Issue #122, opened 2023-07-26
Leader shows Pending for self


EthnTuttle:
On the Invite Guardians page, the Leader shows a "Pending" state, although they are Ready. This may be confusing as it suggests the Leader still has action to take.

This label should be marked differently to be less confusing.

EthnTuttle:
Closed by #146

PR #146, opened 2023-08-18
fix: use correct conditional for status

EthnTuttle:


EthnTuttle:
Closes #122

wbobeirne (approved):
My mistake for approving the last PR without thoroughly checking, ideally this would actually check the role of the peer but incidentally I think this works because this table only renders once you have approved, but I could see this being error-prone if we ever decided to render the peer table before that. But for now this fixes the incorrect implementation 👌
* * * * * * * * *
WHAT THE TASK ASKS:
Restate exactly, and only, every line from the one that contains "Leader shows Pending for self" through the last line of the records.

EXERCISE OUTPUT:
Leader shows Pending for self


EthnTuttle:
On the Invite Guardians page, the Leader shows a "Pending" state, although they are Ready. This may be confusing as it suggests the Leader still has action to take.

This label should be marked differently to be less confusing.

EthnTuttle:
Closed by #146

PR #146, opened 2023-08-18
fix: use correct conditional for status

EthnTuttle:


EthnTuttle:
Closes #122

wbobeirne (approved):
My mistake for approving the last PR without thoroughly checking, ideally this would actually check the role of the peer but incidentally I think this works because this table only renders once you have approved, but I could see this being error-prone if we ever decided to render the peer table before that. But for now this fixes the incorrect implementation 👌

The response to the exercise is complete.